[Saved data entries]
□ □ □ □

PR #29415, opened 2017-11-02
decrypt seen users only

butonic:
It does not make sense to iterate aver all backends individually, now that we have the account table. Saves a lot of time when having an ldap with 100k users. Also romoves the dependency on a live ldap server.

### DIFF
--- a/lib/private/Encryption/DecryptAll.php
+++ b/lib/private/Encryption/DecryptAll.php
@@ -30,6 +30,7 @@ use OC\Encryption\Exceptions\DecryptionFailedException;
 use OC\Files\View;
 use \OCP\Encryption\IEncryptionModule;
 use OCP\ILogger;
+use OCP\IUser;
 use OCP\IUserManager;
 use Symfony\Component\Console\Helper\ProgressBar;
 use Symfony\Component\Console\Input\InputInterface;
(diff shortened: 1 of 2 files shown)


sharidas (approved):
I have verified this change and it worked like charm. This change would definitely improve the performance. And yes it doesn't make sense to loop through users who didn't logged in once. A double :+1:  from my side. If the tests are green, then we should take this change.

PVince81:
@butonic why "To develop", anything missing ?

butonic:
@PVince81 This PR was the reason for me asking about how to test callback stuff. The last amend allowed passing the tests ... will check the test coverage tomorrow.

PVince81:
@butonic any update on the tests?

PVince81:
@butonic do you intend to finish this or should someone else take over ?

PVince81:
@sharidas mind taking over and helping to finish this ?

lib/private/Encryption/DecryptAll.php
```diff
@@ -164,6 +164,9 @@ protected function decryptAllUsersFiles($user = '') {
 		if ($user === '') {
 			$userNo = 1;
 			$numberOfUsers = $this->userManager->countSeenUsers();
+			if ($numberOfUsers === 0) {
```
sharidas: In a scenario where none of the users are seen ( i.e, none of the users are logged in ), then `numberOfUsers` become zero. And guess we don't have to call the `callForSeenUsers`. I have tested in a scratch installation with 2 users who were not logged in and the decrypt-all command is called.

PVince81 (approved):
:+1: please backport

sharidas:
Backport PR: https://github.com/owncloud/core/pull/30640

□ □ □ □

§ Task objective
Going through the data above, return each line with the word "private".

§ Answer to this exercise
--- a/lib/private/Encryption/DecryptAll.php
+++ b/lib/private/Encryption/DecryptAll.php
lib/private/Encryption/DecryptAll.php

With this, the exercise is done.